## Records to use:

______________________________

PR #2312, opened 2025-05-29
Fix integer linspace

### LINKED ISSUE #2126: Wrong result when using integer dtype in np.linspace
### Describe the bug
When the dtype and all the arguments of a np.linspace are integers the array calculated by Pyccel does not match that calculated by NumPy. NumPy uses integer division to calculate the step while Pyccel uses division of doubles

### To Reproduce
```python
import numpy as np

if __name__ == '__main__':
    a = np.linspace(-393, 5, 7, False, dtype=np.int32)
    print(a)
```

### Error details
Python output:
```
[-393 -337 -280 -223 -166 -109  -52]
```
Fortran output:
```
[-393 -336 -279 -222 -165 -108 -51]
```
C  output:
```
[-393 -336 -279 -222 -165 -108 -51]
```

### Language
Fortran/C

### Additional context
There is a test function related to this here:
https://github.com/pyccel/pyccel/blob/fede2e66eadd734a3af9e683f6075cad5cfc741c/tests/epyccel/recognised_functions/test_numpy_funcs.py#L5555-L5564

but it is not called in the test itself. The call is added in a comment in #2124

EmilyBourne:
Fix wrong result when using integer dtype in `np.linspace`. The difference between our previous implementation and NumPy's implementation is that we were relying on `int` to do the rounding, while NumPy were using `floor`. This is fixed for both C and Fortran. Fixes #2126 . The code is further cleaned up to use f-strings instead of relying on a string template and calling `format` as a last step.

### DIFF
--- a/tests/epyccel/recognised_functions/test_numpy_funcs.py
+++ b/tests/epyccel/recognised_functions/test_numpy_funcs.py
@@ -1,6 +1,7 @@
 # pylint: disable=missing-function-docstring, missing-module-docstring
 import os
 import sys
+from typing import TypeVar
 import pytest
 from numpy.random import rand, randn, uniform
 from numpy import isclose, iinfo, finfo, complex64, complex128
@@ -5456,7 +5457,8 @@ def test_numpy_linspace_scalar(language):
         for i in range(len(x)):
             result[i] = x[i]
 
-    def test_linspace_int(start : int, end : int, step : int, endpoint : bool):
+    FI = TypeVar('FI', float, int)
+    def test_linspace_int(start : FI, end : FI, step : int, endpoint : bool):
         return np.linspace(start, end, step, endpoint, dtype=np.int32)
 
     integer8 = randint(min_int8, max_int8 // 2, dtype=np.int8)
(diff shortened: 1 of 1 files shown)


yguclu (commented):
According to the description of issue #2126, the bug only arises in the case where **all** the arguments of the call to `np.linspace` are integer. I suspect that `start` and `stop` can be floats as long as `dtype` is an integer type. Could you please check this?

yguclu:
> > According to the description of issue #2126, the bug only arises in the case where **all** the arguments of the call to `np.linspace` are integer. I suspect that `start` and `stop` can be floats as long as `dtype` is an integer type. Could you please check this?
> 
> Given the fix I agree. I can confirm that on `devel`:
> 
> ```python
> import numpy as np
> 
> if __name__ == '__main__':
>     a = np.linspace(-393.0, 5.0, 7, False, dtype=np.int32)
>     print(a)
> ```
> 
> gives the same bug as reported in #2126

Thanks for checking! Do we have a unit test for this additional case? We should...

yguclu (approved):
Looks good to me!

______________________________

## Your instructions:
Could you reproduce all the records exactly?

## Response for this exercise:
PR #2312, opened 2025-05-29
Fix integer linspace

### LINKED ISSUE #2126: Wrong result when using integer dtype in np.linspace
### Describe the bug
When the dtype and all the arguments of a np.linspace are integers the array calculated by Pyccel does not match that calculated by NumPy. NumPy uses integer division to calculate the step while Pyccel uses division of doubles

### To Reproduce
```python
import numpy as np

if __name__ == '__main__':
    a = np.linspace(-393, 5, 7, False, dtype=np.int32)
    print(a)
```

### Error details
Python output:
```
[-393 -337 -280 -223 -166 -109  -52]
```
Fortran output:
```
[-393 -336 -279 -222 -165 -108 -51]
```
C  output:
```
[-393 -336 -279 -222 -165 -108 -51]
```

### Language
Fortran/C

### Additional context
There is a test function related to this here:
https://github.com/pyccel/pyccel/blob/fede2e66eadd734a3af9e683f6075cad5cfc741c/tests/epyccel/recognised_functions/test_numpy_funcs.py#L5555-L5564

but it is not called in the test itself. The call is added in a comment in #2124

EmilyBourne:
Fix wrong result when using integer dtype in `np.linspace`. The difference between our previous implementation and NumPy's implementation is that we were relying on `int` to do the rounding, while NumPy were using `floor`. This is fixed for both C and Fortran. Fixes #2126 . The code is further cleaned up to use f-strings instead of relying on a string template and calling `format` as a last step.

### DIFF
--- a/tests/epyccel/recognised_functions/test_numpy_funcs.py
+++ b/tests/epyccel/recognised_functions/test_numpy_funcs.py
@@ -1,6 +1,7 @@
 # pylint: disable=missing-function-docstring, missing-module-docstring
 import os
 import sys
+from typing import TypeVar
 import pytest
 from numpy.random import rand, randn, uniform
 from numpy import isclose, iinfo, finfo, complex64, complex128
@@ -5456,7 +5457,8 @@ def test_numpy_linspace_scalar(language):
         for i in range(len(x)):
             result[i] = x[i]
 
-    def test_linspace_int(start : int, end : int, step : int, endpoint : bool):
+    FI = TypeVar('FI', float, int)
+    def test_linspace_int(start : FI, end : FI, step : int, endpoint : bool):
         return np.linspace(start, end, step, endpoint, dtype=np.int32)
 
     integer8 = randint(min_int8, max_int8 // 2, dtype=np.int8)
(diff shortened: 1 of 1 files shown)


yguclu (commented):
According to the description of issue #2126, the bug only arises in the case where **all** the arguments of the call to `np.linspace` are integer. I suspect that `start` and `stop` can be floats as long as `dtype` is an integer type. Could you please check this?

yguclu:
> > According to the description of issue #2126, the bug only arises in the case where **all** the arguments of the call to `np.linspace` are integer. I suspect that `start` and `stop` can be floats as long as `dtype` is an integer type. Could you please check this?
> 
> Given the fix I agree. I can confirm that on `devel`:
> 
> ```python
> import numpy as np
> 
> if __name__ == '__main__':
>     a = np.linspace(-393.0, 5.0, 7, False, dtype=np.int32)
>     print(a)
> ```
> 
> gives the same bug as reported in #2126

Thanks for checking! Do we have a unit test for this additional case? We should...

yguclu (approved):
Looks good to me!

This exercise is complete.